Hi, please consider this example.csv:
device result _time
apollo1 passed 2019-06-28
apollo1 failed 2019-06-28
zeus8 passed 2019-06-23
zeus8 failed 2019-06-23
zeus8 error 2019-06-23
hermes3 failed 2019-06-23 //Edit #1
hermes3 failed 2019-06-23 //Edit #1
apollo1 passed 2019-06-20 //Edit #1
Note: This is just an example. My real CSV has thousands of devices.
I want to return the latest entry based on the device
value. When a device appears more than once with a duplicated timestamp and different result
value, the event where result = passed should appear. Else, show the event where result is failed or error. What query do I need to do that?
My current query ( |inputlookup example.csv |stats latest by device
) does not guarantee the event where result = passed will appear when a device shows up multiple times with with the same latest timestamp and different result
values.
//Edit #1 below
The query I need would produce the table below:
device result _time
apollo1 passed 2019-06-28
zeus8 passed 2019-06-23
hermes3 failed 2019-06-23
The query would 1) show only the latest device with the latest _time
, 2) if a device is listed twice with the same _time
and a different result
, show just the device where result = passed. Else display the event with either failed or error, and 3) since conditions 1 and 2 are followed, each device should only appear once.
Like this:
| makeresults | eval raw="device=apollo1,result=passed,_time=2019-06-28 device=apollo1,result=failed,_time=2019-06-28 device=zeus8,result=passed,_time=2019-06-23 device=zeus8,result=failed,_time=2019-06-23 device=zeus8,result=error,_time=2019-06-23 device=hermes3,result=failed,_time=2019-06-23 device=hermes3,result=failed,_time=2019-06-23 device=apollo1,result=passed,_time=2019-06-20"
| makemv raw
| mvexpand raw
| rename raw AS _raw
| kv
| eval _time = strptime(time, "%Y-%m-%d")
| fields - _raw time
| rename COMMENT AS "Everything above generates sample event data; everything below is your solution"
| eval sortme = if(result="passed", 0, 1)
| sort 0 _time device sortme
| fields - sortme
| dedup _time device
Try this:
|inputlookup example.csv
| sort - device _time result
| dedup device
Note: this does assume error,failed and passed are the only options, where passed conveniently happens to be the furthest down in alphabetic order.
This solution does not prefer result=passed
over all other values in a time-host tie.
Why not? result is taken along in the sort, so for any items with same device and _time, passed would end up on top.
Read what OP said. This is the key detail on his request.
Yes, and unless I'm completely missing something, my solution does just that. It will sort by device, within that by time and within that by result (all decending) and then takes the top row per device using dedup. Sorting result decending means if there was a "passed" on the last date, it will show on top.
He is clearly implying that the passed
event might not be on top. Otherwise the solution is trivial.
That is why I'm including a sort.
He says also that they have the "same time".

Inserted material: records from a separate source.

PR #10902, opened 2024-02-21
Fixes #37194 - Uses ENV option for RHSM and UPSTREAM_RHSM api url

parthaa:
Provides a way for setting an alternate rhsm url to test against staging environments.

`REDHAT_RHSM_API_URL=http://alternate-rhsm-fqdn  bundle exec foreman start`

You should see upstream request subscriptions go to the  alternate server.

### DIFF
--- a/app/models/katello/glue/provider.rb
+++ b/app/models/katello/glue/provider.rb
@@ -34,7 +34,7 @@ module Katello
       API_URL = 'https://subscription.rhsm.redhat.com/subscription/consumers/'.freeze
       def api_url(upstream = {})
         # Default to Red Hat
-        upstream['apiUrl'] || API_URL
+        ENV['REDHAT_RHSM_API_URL'] || upstream['apiUrl'] || API_URL
       end
 
       def sync
@@ -65,7 +65,6 @@ module Katello
           Rails.logger.error "Upstream identity certificate not available"
           fail _("Upstream identity certificate not available")
         end
-
         params = {}
         params[:capabilities] = Resources::Candlepin::CandlepinPing.ping['managerCapabilities'].inject([]) do |result, element|
           result << {'name' => element}
--- a/app/lib/katello/resources/candlepin/upstream_job.rb
+++ b/app/lib/katello/resources/candlepin/upstream_job.rb
@@ -11,7 +11,7 @@ module Katello
           end
 
           def get(id, upstream)
-            url = API_URL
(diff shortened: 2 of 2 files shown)


app/models/katello/glue/provider.rb
```diff
@@ -74,9 +74,13 @@ def owner_upstream_update(upstream, _options)
                                                       upstream['idCert']['key'], ca_file, params)
       end
 
+      def upstream_api_url(upstream)
+        upstream['apiUrl'] || ENV['UPSTREAM_REDHAT_RHSM_API_URL'] ||  API_URL
```
jeremylenz, line 78: In `upstream_job.rb` the variable is called `REDHAT_RHSM_API_URL`; here it's `UPSTREAM_REDHAT_RHSM_API_URL`. Is that intended?

parthaa: Moved it to the same value. No need to keep it separate.

app/models/katello/glue/provider.rb
```diff
@@ -34,7 +34,7 @@ module InstanceMethods
       API_URL = 'https://subscription.rhsm.redhat.com/subscription/consumers/'.freeze
       def api_url(upstream = {})
         # Default to Red Hat
-        upstream['apiUrl'] || API_URL
+        upstream['apiUrl'] || ENV['REDHAT_RHSM_API_URL'] || API_URL
```
jeremylenz, line 37: This means that you won't be able to control this via environment variable if the upstream metadata already contains `apiUrl`. Is this what we want?

if not then maybe should switch the order

parthaa: hmm good point :)

```suggestion
        ENV['REDHAT_RHSM_API_URL'] || upstream['apiUrl'] || API_URL
```

jeremylenz:
@parthaa please clean up the commits etc., code LGTM :+1:

parthaa:
[test katello]

jeremylenz:
> [test katello]

That was a Jenkins thing :yum:

jeremylenz:
@parthaa looks like this is the Mocha failure which should be fixed now if you rebase again

jeremylenz:
To be green this will also need to have the change discussed here -> https://github.com/Katello/katello/pull/11085#issuecomment-2251284626

jeremylenz (approved):

PR #10899, opened 2024-02-20
Fixes #37187 - Update ACS refresh Pulp fixtures + fix repository_test test

ianballou:
#### What are the changes introduced in this pull request?
Fixes failing testes on master (hopefully)

#### Considerations taken when implementing this change?
This will need to be backported to 4.11.1 and 4.12.0.

#### What are the testing steps for this pull request?
See that the tests pass.

PR #10905, opened 2024-02-22
Fixes #37169 - Managing a Hosts Repository Sets does not behave as expected

Thorben-D:
Ticket with information on how to reproduce and pictures: [Bug #37169](https://projects.theforeman.org/issues/37169)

Yes, again: that is why I include the result field into the sorting. Since passed comes after error and fail in the alphabet, if there are multiple entries with the same time for some device, the pass entry will end up on top.

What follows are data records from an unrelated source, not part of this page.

PR #10897, opened 2024-02-20
Fixes #37178 - use safe navigation for operatingsystem

jeremylenz:
#### What are the changes introduced in this pull request?

Use Ruby safe navigation operator for `operatingsystem`. This fixes a bug introduced in https://github.com/Katello/katello/pull/10881

#### What are the testing steps for this pull request?

Clone a registered rhel8 host
Make sure you can display the host details page without getting a 500

PR #10908, opened 2024-02-26
Fixes #37206 - Allow hosts to not have an os

adamruzicka:
Fixes f14f58e

Hosts are no longer required to have an OS assigned in order for host details to show for them.

While having an OS assigned makes sense from katello point of view, we didn't require it prior to https://github.com/Katello/katello/commit/f14f58e3d7dc2a3c5a14b7b64592d5c9a9900868#

1) Have a host without an OS, see the hammer command below
2) Go to /hosts/myhost.example.com

```shell
    hammer host create\
        --name "myhost.example.com" \
        --managed false \
        --build false \
        --organization "Default Organization" \
        --location "Default Location"
```

Without this page the backend returns 500 and frontend redirects to the not found page.

### DIFF
--- a/app/views/katello/api/v2/hosts/base.json.rabl
+++ b/app/views/katello/api/v2/hosts/base.json.rabl
@@ -6,11 +6,11 @@ object @resource
 attributes :id, :name, :description
 
 node :operatingsystem_family do |resource|
-  resource.operatingsystem.family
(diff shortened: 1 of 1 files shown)


ianballou:
Closing since https://github.com/Katello/katello/pull/10897 is merged and has the same exact changes.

Ah, you are assuming that no states are farther down the alphabet than p
.
Exactly, as clearly mentioned in my answer 😉
@russell120- Try below
|inputlookup example.csv |sort - _time device |streamstats count as i by device| dedup device
@Vijeta Hi, that does not show the latest event that prioritizes where result
= passed
when a device has 2 (or more) events with the same timestamp and different result
value. Please reference this condition from the original question:
When a device appears more than once with a duplicated timestamp and different result value, the event where result = passed should appear. Else, show the event where result is failed or error. What query do I need to do that?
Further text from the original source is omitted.